The icing delay time (IDT) of 5 μL water droplets on the S, N, M, and MN surfaces at −5°C and −10°C temperatures were measured, and the results are shown in Figure 7. The initial temperature of the droplet is 20°C, and the images in Figure 7 show the gradual transformation of the droplet from liquid to ice. The droplet on the S surface shows the least IDT of 180 and 110 s at −5°C and −10°C respectively, suggesting that normal smooth silicon surfaces do not have anti-icing properties. The icing times for the droplet on the N surface at −5°C and −10 °C are 959 and 282 s respectively, while the times to form ice for the droplet on the M surface at −5°C and −10°C are 1620 and 1151 s. The hierarchical MN surface offered the highest IDT of 2313 and 1658 s at −5°C and −10°C respectively, indicating that it has improved anti-icing properties compared to the other structured surfaces. Furthermore, the results showed a reduction in the IDT as the temperature decreases from −5°C to −10°C; the different surfaces S, N, M, and MN exhibited 39, 70, 29, and 28% respective decrease in the IDT values. This proves that the ice delay time is strongly influenced by the substrate’s temperature because decreasing the substrate’s temperature could alter the CA of the water droplet and eventually lead to the Cassie-Wenzel transition (Su et al., 2016; Li and Guo, 2018). MN surface is the least affected by the temperature change suggesting improved Cassie state stability. Besides, there are no observable changes in the SEM images of the MN surfaces after 10 cycles of icing/deicing as shown in Supplementary Figure S5 signifying that the ice formation did not destroy the MN surfaces.

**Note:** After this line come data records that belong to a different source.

PR #465, opened 2023-12-29
Move data library into dcpy

fvankrieken:
Very little logic changes. Ended up fiddling with docker images a bit to get things working. I had forgotten what a headache it is to get gdal python bindings working.

In this, I
- moved data-library/library into dcpy/library. This includes taking a few relevant bits from data-library/pyproject.toml and incorporating them in root pyproject.toml, plus updating module names within dcpy.library and some paths for tests (and just moving data-library/tests to dcpy/tests/library)
- updated workflow files to reflect this
- got rid of data library docker image. data library jobs now use `build-base` with dcpy installed like builds do. Needed a couple tweaks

Figure 8A shows the statistical contrasting column plots of the IDT of the various surfaces at −5°C and −10°C. Supplementary Video S2 recorded the whole process of water droplets’ transition from the liquid state to the ice state for the S and MN surfaces. The high IDT values obtained from the superhydrophobic surfaces can be attributed to the fact that heat transfer proceeds majorly over the contact area between ice and the structured pillars. Since the water droplet sits atop the air pockets on the superhydrophobic surfaces, and due to the low thermal conductivity of air, the structured pillars served as the primary mode of heat transfer in the vertical direction between the cold silicon substrate and the water droplet. The pockets of air between neighboring structured pillars and the water droplet interface act as a thermal absorbing layer (heat block) leading to decreased heat transfer efficiency. Furthermore, the classical nucleation theory suggests that the larger the CA of the substrate, the greater the free-energy barrier required for the ice nucleus formation, and the smaller the rate of nucleation, making the ice formation more difficult and slower (Varanasi et al., 2009; Varanasi et al., 2010). As seen in Figure 8B, the smaller the apparent contact area, the lower the heat transfer efficiency resulting in increased IDT. MN surface which has the largest CA with the least area fraction showed the longest IDT signifying excellent anti-icing behavior. Similar observations have been reported elsewhere (Li and Guo, 2018; Nguyen et al., 2018). In practice, a reduced ice nucleation temperature will enable more equipment and devices to be safely and effectively employed in environments of lower temperatures thereby generating greater productivity and profitability. Likewise, a longer IDT will increase the chances of water removal from the surface before the ice formation.

To further increase the anti-ice properties, both microstructures and nanostructures can be optimized. The micropillar gap, area fractions, heights can be easily defined by the UV-lithography and the DRIE etching step. The nanowire heights, material type can be optimized in the GLAD step by changing the deposition time and using more thermally insulative target materials such as titanium oxide (TiO2) (Fresno et al., 2021) and tin oxide (SnO2) (Chetri and Dhar, 2019). The gap of the GLAD nanowires is more difficult to change mostly determined by the initial nucleation but can be controlled in certain degrees using a prefabricated seed layer (Dick et al., 2003). The advantages of our fabrication approach are the scalability and cost-effectiveness, essential for the application of anti-ice applications.